- Born: c. 1621 Madagascar
- Died: 1654 (aged 32–33) Quebec City
- Occupation: slave
- Known for: First slave in St Lawrence Valley/Québec/Canada

= Olivier Le Jeune =

Madagascar-born enslaved Afro-Canadian

Olivier Le Jeune (died ) was an Afro-Canadian man noted as the first recorded slave in New France.

==Background==
Olivier was born in Madagascar.

He is believed to have been approximately seven years of age when he was brought to the French colonial settlement of Quebec in New France by English privateer David Kirke or one of his brothers, Lewis and Thomas Kirke, during their capture of the settlement. He was the first slave recorded in New France. Olivier Le Jeune was sold to Olivier Le Baillif, a French clerk who had gone over to the British, for the sum of 50 écus/150 livres (six months of a skilled person's wage).

When Quebec was handed back to the French in 1632, Le Baillif left the colony and gave his slave to a Quebec resident, Guillaume Couillard. The boy was educated in a school established by the Jesuit priest Paul Le Jeune, who taught him to read and write. On teaching Olivier, Paul Le Jeune said that "[a]fter so many years of regency, [he] have finally [came] back to teaching ABCs, but with such contentment and satisfaction that [he] wouldn't give up [Olivier and another Native American pupil] for even the most prestigious audience in France".

In 1632, Paul Le Jeune observed that Olivier did not fully grasp conversation very well, and his baptism would thus have to wait. On his owner's wife asking him if he wanted to become Christian like them, Olivier answered positively, but was afraid he would be flayed (as Native Americans had been), as he would have to be flayed to become white like them. They laughed, and Olivier realized he had been mistaken. Paul Le Jeune baptised him with the name Olivier in 1633, after the colony's head clerk, Olivier Letardif. Olivier later adopted the name Le Jeune, the surname of the Jesuit priest.

Around 1638, Olivier was arrested for falsely claiming that Nicolas Marsolet had received letters from the traitor Le Baillif, based on claims from sailors arriving from Tadoussac.
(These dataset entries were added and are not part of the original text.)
PR #229, opened 2023-02-07
docs: add nip-58 badge event and profile badges

Cameri:
Adds event kind 8 meaning Badge and event kind 30008 parameterized replaceable event meaning Profile Badge.

### DIFF
--- a/58.md
+++ b/58.md
@@ -82,6 +82,7 @@ Clients SHOULD render the most appropriate badge thumbnail according to the numb
   "pubkey": "<alice's pubkey in hex>",
   "content": "",
   "tags": [
+    ["d", "profile_badges"],
     ["e", "<charlie's issued badge event id>"],
   ]
   ...other fields...
--- a/58.md
+++ b/58.md
@@ -51,6 +51,7 @@ Clients SHOULD render the most appropriate badge thumbnail according to the numb
 
 ### Example of Badge Event
 
+Event:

Not wishing further trouble after his collaboration with the English, Marsolet took Olivier to court. An investigation took place, and witnesses claimed no one had seen Le Baillif's ship. Olivier was forced to admit he could not substantiate his claims, and was ordered to seek Marsolet's forgiveness and spend a day in chains – thus becoming the first black person punished in the region. Olivier Le Jeune signed with only a cross when he gave his testimony in 1638.

Olivier Le Jeune died on 10 May 1654. It was the first reported death of a black person in the St Lawrence. It is believed that by the time of his death his official status was changed from that of slave to that of free "domestic servant"; however, no proof of his emancipation was found. He may have been adopted by Couillard.

== Legacy ==
Le Jeune was designated a National Historic Person by Parks Canada in 2022. A commemorative plaque is located at Cartier-Brébeuf National Historic Site, 175 de l'Espinay Street, Québec.